More Efficient Compression and Inference

(a) PuzzleMoE only takes 2 minutes for compressing Mixtral-8x7B, while D2 takes 55 minutes due to the heavy computation cost of SVD operation. For Deepseek-MoE, PuzzleMoE takes 10 minutes for compression, indicating the efficiency of PuzzleMoE on MoE models with a large number of experts. Note that NAEE’s reliance on exhaustive search makes the compression time quite expensive. For instance, applying it to DeepSeek-MoE with 64 experts requires $10^{18}$ on the order of forward passes, rendering it infeasible in practice.

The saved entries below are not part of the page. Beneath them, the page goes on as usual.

PR #3910, opened 2020-10-15
Make app uninstall polkit message friendlier

mwleeds:
Before:
Capture d%u2019écran de 2020-10-14 16-32-38

After:
Screenshot from 2020-10-15 11-47-34

(those are from different computers)


mwleeds:
This does mean that one can no longer distinguish between e.g. different branches of the same app, but that seems like an edge case and a cost worth accepting.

(b) and (c): For Mixtral-8x7B, the full model necessitates two A100-80G GPUs for inference, whereas the compressed model can be deployed on a single A100-80G GPU. Similarly, for Qwen3-MoE, which is evaluated on A100-40G GPUs, the full model requires two GPUs for inference, while the compressed model is capable of inference on a single GPU. Moreover, PuzzleMoE achieves an inference speedup of $1.28\times$ for Mixtral-8x7B and $1.19\times$ for Qwen3-MoE, which are marginally better than the existing compression methods and with great accuracy gains.